Find the expected value you win (or lose) per game.
#### Step 1: Probability of drawing a spade
- A standard deck has 52 cards.
- 13 are spades.
So $ P(\text{spade}) = \frac{13}{52} = \frac{1}{4} $
$ P(\text{not spade}) = \frac{3}{4} $
#### Step 2: Net winnings
- If you draw a spade: win $9, but paid $2 → net gain = $7
- If not: lose $2 → net gain = -$2
#### Step 3: Expected value (E):
$$
E = \left(\frac{1}{4} \times 7\right) + \left(\frac{3}{4} \times (-2)\right) = \frac{7}{4} - \frac{6}{4} = \frac{1}{4} = \boxed{0.25}
$$
✔ Answer: $0.25 (expected profit)
So you expect to win $0.25 per game on average.
---
Problem 5:
A dice game involves rolling 2 dice.
- Roll a 2, 3, 4, 10, 11, or 12 → win $5
- Roll a 5, 6, 7, 8, or 9 → lose $5
- Cost to play? Not mentioned, so assume only net win/loss.
But note: the question says "find the expected value you win (or lose) per game."
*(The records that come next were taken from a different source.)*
Issue #9366, opened 2023-05-09
[sdk] Bug when trying to iterate a list of dictionaries with ParallelFor


lucasvbalves:
### Environment

*  KFP SDK version: 
kfp==2.0.0b16
*  All dependencies version:
kfp==2.0.0b16
kfp-pipeline-spec==0.2.2
kfp-server-api==2.0.0b1

### Steps to reproduce

When running the code snippet below the following error is raised:

`kfp.components.types.type_utils.InconsistentTypeException: Incompatible argument passed to the input 'val_a' of component 'add': Argument type 'STRING' is incompatible with the input type 'NUMBER_INTEGER'`

```python
@dsl.component()
def add(val_a: int, val_b: int) -> int:
    return val_a + val_b


@dsl.pipeline()
def model_training_pipeline() -> None:
    with dsl.ParallelFor(
        items=[{"a": 1, "b": 10}, {"a": 2, "b": 20}], parallelism=1
    ) as item:
        task = add(val_a=item.a, val_b=item.b)


compiler.Compiler().compile(
    pipeline_func=model_training_pipeline, package_path="/app/pipeline.yaml"
)
```

### Expected result

According to the [ParallelFor documentation](https://kubeflow-pipelines.readthedocs.io/en/2.0.0b16/source/dsl.html#kfp.dsl.ParallelFor), the code sample above should compile without errors. The `add` component should receive the values of the dictionaries as integer arguments.

### Materials and Reference

The code snippet below is a modification of the code snippet above, changing the `add` component to accept string arguments. 

```python
@dsl.component()
def add(val_a: str, val_b: str) -> int:
    return int(val_a) + int(val_b)


@dsl.pipeline()
def model_training_pipeline() -> None:
    with dsl.ParallelFor(
        items=[{"a": 1, "b": 10}, {"a": 2, "b": 20}], parallelism=1
    ) as item:
        task = add(val_a=item.a, val_b=item.b)


compiler.Compiler().compile(
    pipeline_func=model_training_pipeline, package_path="/app/pipeline.yaml"
)
```

The pipeline compiles without errors with this modification, however it fails to run in Google Vertex Pipelines. The `add` component doesn't even run and throws the following error in the UI:

`Failed to evaluate the expression with error: INVALID_ARGUMENT: Failed to parseJson from string.; Failed to evaluate the parameter_expression_selector.`

As the component's code is not even executed, it seems that the problem occurs when executing the DAG.

[...]

PR #10414, opened 2024-01-19
Fix type issues in dict for ParallelFor

rickyxie0929:
fix(sdk): fixes type issues for dict in ParallelFor Fixes https://github.com/kubeflow/pipelines/issues/9366

**Checklist:**

### DIFF
--- a/components/google-cloud/setup.py
+++ b/components/google-cloud/setup.py
@@ -69,10 +69,10 @@ setuptools.setup(
         ] + [
             "commonmark==0.9.1",
             "autodocsumm==0.2.9",
-            "sphinx==5.0.2",
+            "sphinx>=5.0.2,<6.0.0",
             "sphinx-immaterial==0.9.0",
-            "sphinx-rtd-theme==1.0.0",
-            "m2r2==0.3.3",
+            "sphinx-rtd-theme==2.0.0",
+            "m2r2==0.3.3.post2",
             "sphinx-notfound-page==0.8.3",
         ],
     },


sdk/python/kfp/dsl/for_loop.py
```diff
@@ -64,6 +64,25 @@ def _get_subvar_type(type_name: str) -> Optional[str]:
     return match['value_type'].lstrip().rstrip() if match else None
 
 
+def _get_first_element_type(item_list: ItemList) -> str:
```
connor-mccarthy, line 67: FYI, no action needed.

The `_` prefix makes sense here since it follows the pattern in the module, but FYI that this mechanism for declaring a symbol private is not needed since it is already in a private module.

We know this is a private module because the public modules are only those included in our [reference docs](https://kubeflow-pipelines.readthedocs.io/en/master/index.html):

image

sdk/python/kfp/dsl/for_loop.py
```diff
@@ -64,6 +64,25 @@ def _get_subvar_type(type_name: str) -> Optional[str]:
...
+    """Returns the type of the first element of ItemList.
+
+    Args:
+        item_list: It is the a list which for now the type is Union[int, float, str, Dict[str, Any]]]
+    Returns:
+        - A string representing the type of the first element (e.g., "int", "Dict[str, int]").
```
connor-mccarthy, line 73:
```suggestion
        A string representing the type of the first element (e.g., "int", "Dict[str, int]").
```

sdk/python/kfp/dsl/for_loop.py
```diff
@@ -180,7 +199,7 @@ def from_raw_items(
         return LoopArgument(
             items=raw_items,
             name_code=name_code,
-            channel_type=type(raw_items[0]).__name__,
+            channel_type=_get_first_element_type(raw_items),
```
connor-mccarthy, line 202: Can you add an E2E compilation test to [this directory](https://github.com/kubeflow/pipelines/tree/master/sdk/python/test_data/pipelines) and [this config](https://github.com/kubeflow/pipelines/blob/5b7f67acdcbd81d612a3deb39823f28ac6a56c6e/sdk/python/test_data/test_data_config.yaml#L19) to demonstrate that this solves the specific `dsl.ParallelFor` issue?

To see how these files/config are used, take a look at the test entrypoint [here](https://github.com/kubeflow/pipelines/blob/5b7f67acdcbd81d612a3deb39823f28ac6a56c6e/sdk/python/kfp/compiler/read_write_test.py#L166).

sdk/python/kfp/dsl/for_loop.py
```diff
@@ -180,7 +199,7 @@ def from_raw_items(
...
         )
```
connor-mccarthy, line 204: Can you update the [release notes](https://github.com/kubeflow/pipelines/blob/master/sdk/RELEASE.md) to include this fix?

sdk/python/kfp/dsl/for_loop.py
```diff
@@ -64,6 +64,25 @@ def _get_subvar_type(type_name: str) -> Optional[str]:
...
+    Returns:
+        - A string representing the type of the first element (e.g., "int", "Dict[str, int]").
+    """
+    first_element = item_list[0]
+    if isinstance(first_element, dict):
+        key_type = type(list(
+            first_element.keys())[0]).__name__  # Get type of first key
+        value_type = type(list(
+            first_element.values())[0]).__name__  # Get type of first value
+        return f'dict[{key_type}, {value_type}]'
```
connor-mccarthy, line 81: What you have works great. Question: WDYT about making this `typing.Dict` instead of `dict`?

I notice for this pipeline...

```python
@dsl.component
def dict_printer(x: Dict[str, int]) -> Dict[str, int]:
    return x


@dsl.pipeline
def my_pipeline(a: Dict[str, int]):
    dict_printer(x=a)
```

So we calculate expected net gain.
First, list all possible sums when rolling two dice (total 36 outcomes):
| Sum | Number of ways |
|-----|----------------|
| 2 | 1 |
| 3 | 2 |
| 4 | 3 |
| 5 | 4 |
| 6 | 5 |
| 7 | 6 |
| 8 | 5 |
| 9 | 4 |
| 10 | 3 |
| 11 | 2 |
| 12 | 1 |
Now:
- Win $5 if sum ∈ {2,3,4,10,11,12}
Number of favorable outcomes:
- 2: 1
- 3: 2
- 4: 3
- 10: 3
- 11: 2
- 12: 1
→ Total = 1+2+3+3+2+1 = 12
- Lose $5 if sum ∈ {5,6,7,8,9}
→ 4+5+6+5+4 = 24
Total outcomes = 36
So:
- P(win) = $ \frac{12}{36} = \frac{1}{3} $
- P(lose) = $ \frac{24}{36} = \frac{2}{3} $
Expected value:
$$
E = \left(\frac{1}{3} \times 5\right) + \left(\frac{2}{3} \times (-5)\right) = \frac{5}{3} - \frac{10}{3} = -\frac{5}{3} \approx \boxed{-1.67}
$$
✔ Answer: -$1.67 (you expect to lose $1.67 per game)
---
✔ Final Answers Summary:
1. $5.90
2. 3.75 points
3. $ \frac{50}{3} \approx 16.67 $ points
4. $0.25 (expected profit)
5. -$1.67 (expected loss)
Let me know if you want the explanation in a different format!
Parent Tip: Review the logic above to help your child master the concept of expected value worksheet.